I once worked on a range safety reporting application, with a budget of _4
hours per month_ for the developer maintenance. It was not by any means a big-
money contract. But the site still had a database behind it, and I was given
explicit instructions by management to _not_ give too much of _our_ data to
the government customer at once.

It's almost like the company was trying to punish the government for not
paying them more money. I really had a personal ethical struggle with that
one, as I'm a citizen more than I am an employee, but the latter definitely
pays better. In the end, I chose to _not_ slip a complete copy of the database
onto a delivery CD, and the company shuttered the branch office and fired
everyone working in it shortly thereafter. But then I did get to do some
consulting work for the successor company as I was looking for a new
"permanent" position, which allowed me to pay some bills while otherwise
unemployed. Slight win for me, individually, but that government customer got
screwed, mainly because a different government customer (that was paying a lot
more per month) pulled their big contract and awarded the work to someone
else.

As I walked out of the customer's office for the last time, the Army officer
in charge of the program encouraged me to apply for open government technology
positions, and I couldn't help thinking about what a bad deal that would be
for me financially. It all boils down to limits on individual direct employee
salaries, but no limits on what a contractor company may be paid for hiring
exactly the same person to do exactly the same work. So the government can pay
me $35/hour directly, or they can pay a company $200/hour, so they can
indirectly pay me $50/hour. Oh, and they can then fire me at the drop of a
hat. (This was before 18F, by the way.)

I have no idea how anyone justifies the argument that outsourcing essential
government functions to private companies saves money. It's pants-on-head
stupid. It exposes enough flesh for the parasitic military-industrial
contractors to dig in their mouth-parts, and then never stop sucking out the
blood.

It's the same for non-military privatized functions. The agency problem always
gets in the way. People insert themselves into the system to become unmovable
middlemen, and extract maximum value by standing between work and workers.

------
jdtang13
Wow, this is actually pretty strange. It feels as if the ability to query your
own food stamp information should be free and publicly accessible. But the
food stamp information is hosted on Conduent private servers that are getting
a huge increase in requests due to Propel users.
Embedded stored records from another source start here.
PR #111, opened 2020-01-20
Fix 1.8 refs in image stream metadata

jmtd:
This image name  was never valid. The :1.0 image exists in the
(correct) image stream, openjdk-8-rhel8.


jerboaa:
Looks OK.

jerboaa (approved):

PR #7530, opened 2022-08-09
Standardise testsuite icons and make them more accessible for color-blindness

jonbell-lot23:
Addresses issue https://linear.app/replay/issue/DES-47/successfail-icons-in-test-suites-are-too-similar-bad-for-accessibility which was brought up by @jazzdan .

See also: [Discord thread where we discussed some ideas](https://discord.com/channels/779097926135054346/1006674024950140928/1006674027445747832)

--

image

Previously, we were mixing "outline" and "solid" styles between success and failure. The most notable example of this is how we were using the same play icon for success/fail, which can cause accessibility issues. By simply making success solid and failure outlined, it means we're not only using colour to distinguish between the two.

Now it looks like this, which is more consistent and easier to tell apart:

image

--

**FAQ**

Q: Why make success solid and failure outlined? Could we reverse them?
A: We could, but in my experiments it felt better this way. I like the idea that something isn't fully there (outline visual) when failing, then on success it's a fully rendered icon (solid).  But the key issue is making sure they look different in more ways than just color, and this PR achieves that.

Q: Why were we only using color to distinguish these icons?
A: It wasn't an issue in the primary view because we were using grouping. (Everything failing is on the top, and everything succeeding is down below.) But there are other views (such as the Test Results view) that will have different sorting, so this makes the visual language more robust and clear for different scenarios we'll be adding.


bvaughn:
Hey just a heads up that this commit broke the `main` branch. Hold off on merging if you ever see failures in either of the following CI tasks:
* Lint / Trunk Check runner
* Typecheck / typecheck

src/ui/components/Library/Team/View/TestRuns/Overview/TestResultListItem.tsx
```diff
@@ -7,23 +7,30 @@ import styles from "../../../../Library.module.css";
...
-      outlined
-      className={
-        passed
-          ? "text-green-500 group-hover:text-green-700"
-          : "text-red-500 group-hover:text-red-700"
-      }
-    >
-      play_circle
-    </MaterialIcon>
+    <Link href={`/recording/${recordingId}`}>
```
bvaughn, line 10: This variable is undefined.

jonbell-lot23: Yeah, I'm not sure what happened but it appears to have been a messy merge/collision with Jaril code in the same hour?

I spent time trying to unwrap it and I'm a little confused about the state of things. I closed this PR before this comment but it's possible it's still causing trouble somewhere? If so a) sorry b) feel free to fix/roll back.

bvaughn: Hm, not sure. The commit in this PR looks like it was a little broken (there was no `recordingId` variable) but at least it was an easy fix :)

PR #7532, opened 2022-08-10
Source reducer exploration

hbenl:


hbenl:
Fixes FE-552

hbenl:
Fixes FE-540

packages/protocol/thread/thread.ts
```diff
@@ -46,11 +46,13 @@ import {
 } from "@replayio/protocol";
 import groupBy from "lodash/groupBy";
 import uniqueId from "lodash/uniqueId";
+import { getAlternateSourceId, getPreferredSourceId } from "ui/reducers/sources";
```
markerikson, line 49: :hand: conceptually, this ends up dragging in a bunch of the "app" code.

Could we switch this up to injecting these via setter into `ThreadFront` as the app starts?

I know it's a bit silly, but it'd be nice to maintain that separation for now.

markerikson: That said: I've also just now realized that `ThreadFront` is used over in Brian's prototype, which has _no_ Redux store at all. So, that prototype is going to completely break because of this PR.

markerikson (commented):
At least as _intended_, the changes seem okay.

**BUT**... per discussion in Discord, we've realized that this actually breaks Brian's prototype package entirely.

`packages/shared` relies on `packages/protocol`, which in turn is now both importing part of the main app's Redux store logic, and also needing a Redux store with appropriate setup to actually exist.

The import chain is an issue, but so is the implicit dependence on a valid Redux store, especially since Brian's prototype doesn't have _any_ Redux store at all.

I think it's best to split this up and try to land _just_ the `sources` reducer changes by themselves (new sources processing, selectors, etc).

Then we should figure out how to rip _all_ sources handling out of `ThreadFront` entirely and put it somewhere else.

src/ui/utils/sources.test.ts
```diff
@@ -94,27 +94,27 @@ describe("newSourcesToCompleteSourceDetails", () => {
       ])
     ).toEqual({
       "1": {
-        canonicalId: "1",
         contentHash: "contentHash#1",
         correspondingSourceIds: ["1"],
         generated: [],
-        generatedFrom: [],
+        generatedFrom: ["pp1"],
```
jcmorrow, line 100: Personally, I really don't like this. `generatedFrom` should mean that we have a sourcemap linking source `pp1` with the generated source `1`, and that is how we computed the content of `pp1`. Generated and original sources only make sense in the context of source-mapping, and that is not what pretty-printing is (or, if it was, it would be correct to call the pretty-printed file the `generated`, not the `original`). I'm not going to block on it, because I am not doing much with this code these days, but I find this a major source of confusion. I think if we continue to completely reverse the meanings of these terms in some contexts we will also continue to completely confuse the daylight out of every single person who ever tries to understand the code.

src/ui/utils/sources.ts
```diff
@@ -1,118 +1,63 @@
...
-      current = nextNode;
-      nextNode = canonical.from(current)?.[0];
-    }
-
-    return current;
-  };
-
-  const generated = newGraph();
-
-  // We'll iterate through the whole list once, and perform three setup operations per source:
```
jcmorrow, line 34: This code is incredibly confusing, even for me, and I wrote it. I think it's fine if we rework it to be more efficient, but not at the cost of removing all explanations of how it works. I would like to understand:

1) Are these changes more performant? How much more?
2) What did we change about how we process sources?
3) Can we leave some explanation about the trickier parts of this code? It can live in the commit, or in separate documentation, or inline, but I think future us will need it somewhere, at some point.

src/ui/utils/sources.ts
```diff
@@ -1,118 +1,63 @@
...
   const keyForSource = (source: newSource): string => {
     return `${source.kind}:${source.url!}:${contentHashForSource(source)}`;
   };
 
   for (let source of newSources) {
-    const key = keyForSource(source);
-    if (corresponding[key] === undefined) {
-      corresponding[key] = [];
+    newSourcesById[source.sourceId] = source;
+  }
```
jcmorrow, line 32: If we don't need to do the corresponding check I think it would be easier to read this as
`const newSourcesById = groupBy(newSources, "sourceId)` but I don't feel strongly about it.

jcmorrow: Failing making that change we should at least have line 30 be `for (const ...` rather than `for (let ...`

packages/protocol/thread/thread.ts
hbenl: > Could we switch this up to injecting these via setter into ThreadFront as the app starts?

Done.

src/ui/utils/sources.test.ts
hbenl: We have 3 different reasons for original <-> generated links between sources: sourcemaps, pretty-printing and inline script extraction. We could store these 3 types of links separately but in our code we mostly use these links to determine which source is preferred for display - separating the links would make these parts of our code (slightly) more complicated while I can't think of a single place where it would help make the code simpler.
If we want to avoid confusion I think we should use different terms for these links but not make working with them in the code harder.

src/ui/utils/sources.ts
hbenl: `groupBy` would create a `Dictionary<newSource[]>`, but we know that there is only one source per sourceId, so I prefer not using that (though I don't feel strongly about it either).
I'll replace all `for (let ...` with `for (const ...`.

src/ui/utils/sources.ts
hbenl: 1. I didn't rewrite this to be more performant but to be less confusing. I think it's rather straightforward now.
2. no more `canonicalId` and the links between pretty-printed and minified sources are not removed from `generated`/`generatedFrom` anymore
3. I've added a few comments and could add more if you tell me which parts you find confusing

src/devtools/client/webconsole/components/Search/useConsoleSearch.test.tsx
```diff
@@ -89,7 +89,7 @@ describe("useConsoleSearch", () => {
     expect(lastCommitedSearchState?.results.map(result => result.id)).toMatchInlineSnapshot(`
       Array [
         "1",
-        "3",
+        "2",
```
markerikson, line 92: :question: How did this snapshot change?

markerikson (approved):
Looks pretty good overall!

src/devtools/client/webconsole/components/Search/useConsoleSearch.test.tsx
hbenl: The vscode jest extension offered to update this "inline snapshot".
The test and the hook that it tests are a complete mystery to me, far too much React magic. I could only guess from the name that it has to do with searching in the replay console so I did some manual tests and didn't notice any differences in behavior.
@bvaughn could you have a look if this snapshot update makes sense?

bvaughn: I'd be happy to look, but this doesn't feel like a very good hand off. Maybe next time we can verify that an unexpected change to snapshot values wasn't a regression before we land the change.

bvaughn: Just verified that the committed search result ids still look correct, given the message contents. (The same messages are still being matched, just with slightly different ids).

I think something about this change impacted the ordering of, or id generation for, "newSource" messages in the Redux store. (That's all the ids are.)

PR #7538, opened 2022-08-11
Fix react_devtools e2e test

bvaughn:
The core of this fix was replacing the Redux `connect()` HOC component with newer Redux selector hooks.

I think what was happening with the older HOC essentially boils down to how React Redux and the new `Offscreen` API interact:
1. When React _hides_ an offscreen tree, it runs effect cleanup functions.
1. Redux `connect()` HOC unsubscribes from Store updates when hidden (effect cleanup functions).
1. Redux `connect()` HOC doesn't correctly handle checking for missed updates when shown (effects remounted).

I talk through why this is in this lengthy Loom: https://www.loom.com/share/3d60c14466184b03acc9af7b80e9eff8

### DIFF
--- a/public/test/scripts/react_devtools.js
+++ b/public/test/scripts/react_devtools.js
@@ -24,8 +24,6 @@ Test.describe(`Test React DevTools.`, async () => {
   await Test.warpToMessage("Added an entry");
 
   await Test.selectReactDevTools();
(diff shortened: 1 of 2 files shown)


hbenl (approved):

bvaughn:
Going to land this so CI is passing. Happy to make follow up changes if requested!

Very strange, feels like the correct distinction between private and public is
very messed up here.

------
jordan801
It's a slippery slope when you start profiting from misfortune. This company
seems to be doing it right, for now. But it makes me wonder, if they're
successful, will they be so symbiotic if something better tries to dislodge
them in the future?

Seems to me, that a lot of these things start with good intentions and quickly
become parasitic.

------
kgwgk
I don’t like when the title changes without apparent reason but, at least you
could use a gramatically correct title.

------
noir-york
Propel is a feature, a digital skin over Conduent's data. If Propel really
wanted to help poor people, it would help them go out to vote for candidates
who want to fund social welfare and a higher minimum wage.

You would be forgiven for thinking that Propel, seeing the huge (in absolute
terms) fed govt spend on programs, wanted a piece of that pie while draping
itself in moral virtue. But that would be cynical...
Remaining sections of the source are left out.